TASK REQUIREMENTS => Every entry below must be reproduced exactly.

SUPPLIED INFORMATION =>
PR #1185, opened 2018-03-23
DRILL-6288: Upgrade org.javassist:javassist and org.reflections:reflections

vrozov:
@vdiravka Please review


exec/jdbc-all/pom.xml
```diff
@@ -559,7 +559,7 @@
                           This is likely due to you adding new dependencies to a java-exec and not updating the excludes in this module. This is important as it minimizes the size of the dependency of Drill application users.
 
                         </message>
-                        <maxsize>32000000</maxsize>
+                        <maxsize>33000000</maxsize>
```
vdiravka: This has increased due to the new size of javassist library?

vrozov: Yes.

PR #1187, opened 2018-03-24
DRILL-6286: Updated copyright range in NOTICE

dvjyothsna:


dvjyothsna:
@vrozov Please review

PR #1189, opened 2018-03-24
DRILL-6282: Update Drill's Metrics dependencies

vdiravka:
Hive upgrade brings unnecessary `io.dropwizard.metrics` dependencies  for Drill. They are used only for Hive test purposes. Moreover they are in conflict with Drill's `com.codahale.metrics` dependencies.

### DIFF
--- a/logical/pom.xml
+++ b/logical/pom.xml
@@ -85,17 +85,6 @@
     </dependency>
     
     <dependency>
-      <groupId>com.codahale.metrics</groupId>
-      <artifactId>metrics-core</artifactId>
-      <version>3.0.1</version>
-    </dependency>
-    <dependency>
-      <groupId>com.codahale.metrics</groupId>
-      <artifactId>metrics-servlets</artifactId>
-      <version>3.0.1</version>
-    </dependency>
-        
-    <dependency>
       <groupId>org.antlr</groupId>
       <artifactId>antlr-runtime</artifactId>
       <version>3.4</version>
--- a/pom.xml
+++ b/pom.xml
@@ -72,6 +72,7 @@
     <javassist.version>3.22.0-GA</javassist.version>
     <msgpack.version>0.6.6</msgpack.version>
     <reflections.version>0.9.10</reflections.version>
+    <metrics.version>4.0.2</metrics.version>
     <excludedGroups/>
     <memoryMb>4096</memoryMb>
     <directMemoryMb>4096</directMemoryMb>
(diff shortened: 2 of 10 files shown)


vdiravka:
@vrozov Could you please review this, since you were the reviewer for DRILL-5978 (Hive upgrade)

vrozov:
Why not make Drill to use `io.dropwizard.metrics` instead of `com.codahale.metrics`? As far as I can see it is the same library (this is why it causes the conflict).

vdiravka:
@vrozov I understand what you mean: `com.codahale` isn't updated for a long time
https://mvnrepository.com/artifact/com.codahale.metrics/metrics-core, 
but `io.dropwizard.metrics` is updated recently https://mvnrepository.com/artifact/io.dropwizard.metrics/metrics-core. 

So we can switch into the last one. I will update my PR and let you know. Thank you.

vrozov:
@vdiravka right, check the first link, the new `groupId` for `com.codahale.metrics` is `io.dropwizard.metrics`, so all new versions will be deployed using the new `groupId`.

vdiravka:
@vrozov I have replaced `com.codahale.metrics` with last `io.dropwizard.metrics`. 
Please review.

pom.xml
```diff
@@ -1164,7 +1164,27 @@
       <dependency>
         <groupId>io.dropwizard.metrics</groupId>
         <artifactId>metrics-core</artifactId>
-        <version>4.0.2</version>
+        <version>4.1.0-rc0</version>
```
vrozov: define version as a property and avoid using `rc` version unless it provides a significant benefit.

pom.xml
```diff
@@ -1333,6 +1353,12 @@
           </exclusion>
         </exclusions>
       </dependency>
+      <dependency>
```
vrozov: Where is the dependency used? Can it be replaced with the `io.dropwizard.metrics`?

logical/pom.xml
```diff
@@ -85,14 +85,12 @@
     </dependency>
     
     <dependency>
-      <groupId>com.codahale.metrics</groupId>
+      <groupId>io.dropwizard.metrics</groupId>
```
vrozov: Is it used in logical?

pom.xml
vrozov: I am not sure why is it necessary to have `com.yammer.metrics` in dependencyManagement?

vrozov:
Please update JIRA, PR and commit titles and squash commits.

pom.xml
vdiravka: I meant that it can be useful if some new dependencies will have older transitive `org.yummer.metrics` in future. 
But I do not mind, this isn't so important. Let's leave it without dependencyManagement control.

logical/pom.xml
vdiravka: No, it is. Thanks for catching this. 
Also I have noticed that `java-exec` used `io.dropwizard.metrics` as transitive from `drill-common`.
For consistency I have removed  `io.dropwizard.metrics` from `drill-memory-base` (it can leverage metrics from `drill-common` too).

vrozov: It is not a best practice to rely on a transitive dependency for a compile scope dependency. I'd recommend specifying the dependency on `io.dropwizard.metrics` explicitly in case `java-exec` or `drill-memory-base` uses it.

vrozov:
LGTM

PR #1191, opened 2018-03-27
DRILL-6103: lsb_release: command not found

kkhatua:
Thanks to Sanel Zukan for providing a small patch that checks for /etc/fedora-release path. This is more common, than lsb_release command on Linux distros.


kkhatua:
@chunhui-shi please review

amansinha100:
+1

PR #1192, opened 2018-03-28
DRILL-6299: Fixed a filter pushed down issue when a column doesn't ha…

sachouche:
This bug happens when the isNull predicate is applied on a column without statistics. @arina-ielchiieva  can you please review this pull request?

Thanks!


arina-ielchiieva:
+1

PR #1198, opened 2018-03-30
DRILL-6294: Changes to support Calcite 1.16.0

vvysotskyi:


vvysotskyi:
@amansinha100, @chunhui-shi could you please take a look?

exec/java-exec/src/main/java/org/apache/drill/exec/planner/logical/DrillReduceAggregatesRule.java
```diff
@@ -218,7 +218,8 @@ private void reduceAggs(
         RelOptUtil.createProject(
             newAggRel,
             projList,
-            oldAggRel.getRowType().getFieldNames());
+            oldAggRel.getRowType().getFieldNames(),
+            DrillRelFactories.LOGICAL_BUILDER);
```
chunhui-shi: Could you explain why we are using DrillRelFactories.LOGICAL_BUILDER but not relBuilderFactory that was used in line 211? And could you point me to this 4 param createProject method with Factory as the last param?

vvysotskyi: In the second commit it was fixed and used relBuilderFactory to create builder and project.

exec/jdbc/src/main/java/org/apache/drill/jdbc/impl/DrillResultSetImpl.java
```diff
@@ -1142,16 +1142,8 @@ public void moveToCurrentRow() throws SQLException {
...
-      throwIfClosed();
-    } catch (AlreadyClosedSqlException e) {
-      // Can't throw any SQLException because AvaticaConnection's
-      // getStatement() is missing "throws SQLException".
-      throw new RuntimeException(e.getMessage(), e);
-    } catch (SQLException e) {
-      throw new RuntimeException(e.getMessage(), e);
-    }
+  public AvaticaStatement getStatement() throws SQLException {
+    throwIfClosed();
```
chunhui-shi: Since you are touching this file. You might want to remove not needed Exceptions for throwIfClosed() method that are derives of SqlException.

vvysotskyi: Thanks, it looks clearer now.

vvysotskyi:
@chunhui-shi, I have addressed all CR comments, could you please take a look again?

chunhui-shi:
+1. Thank you for making the fix.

ANSWER TO THE PROBLEM =>
PR #1185, opened 2018-03-23
DRILL-6288: Upgrade org.javassist:javassist and org.reflections:reflections

vrozov:
@vdiravka Please review


exec/jdbc-all/pom.xml
```diff
@@ -559,7 +559,7 @@
                           This is likely due to you adding new dependencies to a java-exec and not updating the excludes in this module. This is important as it minimizes the size of the dependency of Drill application users.
 
                         </message>
-                        <maxsize>32000000</maxsize>
+                        <maxsize>33000000</maxsize>
```
vdiravka: This has increased due to the new size of javassist library?

vrozov: Yes.

PR #1187, opened 2018-03-24
DRILL-6286: Updated copyright range in NOTICE

dvjyothsna:


dvjyothsna:
@vrozov Please review

PR #1189, opened 2018-03-24
DRILL-6282: Update Drill's Metrics dependencies

vdiravka:
Hive upgrade brings unnecessary `io.dropwizard.metrics` dependencies  for Drill. They are used only for Hive test purposes. Moreover they are in conflict with Drill's `com.codahale.metrics` dependencies.

### DIFF
--- a/logical/pom.xml
+++ b/logical/pom.xml
@@ -85,17 +85,6 @@
     </dependency>
     
     <dependency>
-      <groupId>com.codahale.metrics</groupId>
-      <artifactId>metrics-core</artifactId>
-      <version>3.0.1</version>
-    </dependency>
-    <dependency>
-      <groupId>com.codahale.metrics</groupId>
-      <artifactId>metrics-servlets</artifactId>
-      <version>3.0.1</version>
-    </dependency>
-        
-    <dependency>
       <groupId>org.antlr</groupId>
       <artifactId>antlr-runtime</artifactId>
       <version>3.4</version>
--- a/pom.xml
+++ b/pom.xml
@@ -72,6 +72,7 @@
     <javassist.version>3.22.0-GA</javassist.version>
     <msgpack.version>0.6.6</msgpack.version>
     <reflections.version>0.9.10</reflections.version>
+    <metrics.version>4.0.2</metrics.version>
     <excludedGroups/>
     <memoryMb>4096</memoryMb>
     <directMemoryMb>4096</directMemoryMb>
(diff shortened: 2 of 10 files shown)


vdiravka:
@vrozov Could you please review this, since you were the reviewer for DRILL-5978 (Hive upgrade)

vrozov:
Why not make Drill to use `io.dropwizard.metrics` instead of `com.codahale.metrics`? As far as I can see it is the same library (this is why it causes the conflict).

vdiravka:
@vrozov I understand what you mean: `com.codahale` isn't updated for a long time
https://mvnrepository.com/artifact/com.codahale.metrics/metrics-core, 
but `io.dropwizard.metrics` is updated recently https://mvnrepository.com/artifact/io.dropwizard.metrics/metrics-core. 

So we can switch into the last one. I will update my PR and let you know. Thank you.

vrozov:
@vdiravka right, check the first link, the new `groupId` for `com.codahale.metrics` is `io.dropwizard.metrics`, so all new versions will be deployed using the new `groupId`.

vdiravka:
@vrozov I have replaced `com.codahale.metrics` with last `io.dropwizard.metrics`. 
Please review.

pom.xml
```diff
@@ -1164,7 +1164,27 @@
       <dependency>
         <groupId>io.dropwizard.metrics</groupId>
         <artifactId>metrics-core</artifactId>
-        <version>4.0.2</version>
+        <version>4.1.0-rc0</version>
```
vrozov: define version as a property and avoid using `rc` version unless it provides a significant benefit.

pom.xml
```diff
@@ -1333,6 +1353,12 @@
           </exclusion>
         </exclusions>
       </dependency>
+      <dependency>
```
vrozov: Where is the dependency used? Can it be replaced with the `io.dropwizard.metrics`?

logical/pom.xml
```diff
@@ -85,14 +85,12 @@
     </dependency>
     
     <dependency>
-      <groupId>com.codahale.metrics</groupId>
+      <groupId>io.dropwizard.metrics</groupId>
```
vrozov: Is it used in logical?

pom.xml
vrozov: I am not sure why is it necessary to have `com.yammer.metrics` in dependencyManagement?

vrozov:
Please update JIRA, PR and commit titles and squash commits.

pom.xml
vdiravka: I meant that it can be useful if some new dependencies will have older transitive `org.yummer.metrics` in future. 
But I do not mind, this isn't so important. Let's leave it without dependencyManagement control.

logical/pom.xml
vdiravka: No, it is. Thanks for catching this. 
Also I have noticed that `java-exec` used `io.dropwizard.metrics` as transitive from `drill-common`.
For consistency I have removed  `io.dropwizard.metrics` from `drill-memory-base` (it can leverage metrics from `drill-common` too).

vrozov: It is not a best practice to rely on a transitive dependency for a compile scope dependency. I'd recommend specifying the dependency on `io.dropwizard.metrics` explicitly in case `java-exec` or `drill-memory-base` uses it.

vrozov:
LGTM

PR #1191, opened 2018-03-27
DRILL-6103: lsb_release: command not found

kkhatua:
Thanks to Sanel Zukan for providing a small patch that checks for /etc/fedora-release path. This is more common, than lsb_release command on Linux distros.


kkhatua:
@chunhui-shi please review

amansinha100:
+1

PR #1192, opened 2018-03-28
DRILL-6299: Fixed a filter pushed down issue when a column doesn't ha…

sachouche:
This bug happens when the isNull predicate is applied on a column without statistics. @arina-ielchiieva  can you please review this pull request?

Thanks!


arina-ielchiieva:
+1

PR #1198, opened 2018-03-30
DRILL-6294: Changes to support Calcite 1.16.0

vvysotskyi:


vvysotskyi:
@amansinha100, @chunhui-shi could you please take a look?

exec/java-exec/src/main/java/org/apache/drill/exec/planner/logical/DrillReduceAggregatesRule.java
```diff
@@ -218,7 +218,8 @@ private void reduceAggs(
         RelOptUtil.createProject(
             newAggRel,
             projList,
-            oldAggRel.getRowType().getFieldNames());
+            oldAggRel.getRowType().getFieldNames(),
+            DrillRelFactories.LOGICAL_BUILDER);
```
chunhui-shi: Could you explain why we are using DrillRelFactories.LOGICAL_BUILDER but not relBuilderFactory that was used in line 211? And could you point me to this 4 param createProject method with Factory as the last param?

vvysotskyi: In the second commit it was fixed and used relBuilderFactory to create builder and project.

exec/jdbc/src/main/java/org/apache/drill/jdbc/impl/DrillResultSetImpl.java
```diff
@@ -1142,16 +1142,8 @@ public void moveToCurrentRow() throws SQLException {
...
-      throwIfClosed();
-    } catch (AlreadyClosedSqlException e) {
-      // Can't throw any SQLException because AvaticaConnection's
-      // getStatement() is missing "throws SQLException".
-      throw new RuntimeException(e.getMessage(), e);
-    } catch (SQLException e) {
-      throw new RuntimeException(e.getMessage(), e);
-    }
+  public AvaticaStatement getStatement() throws SQLException {
+    throwIfClosed();
```
chunhui-shi: Since you are touching this file. You might want to remove not needed Exceptions for throwIfClosed() method that are derives of SqlException.

vvysotskyi: Thanks, it looks clearer now.

vvysotskyi:
@chunhui-shi, I have addressed all CR comments, could you please take a look again?

chunhui-shi:
+1. Thank you for making the fix.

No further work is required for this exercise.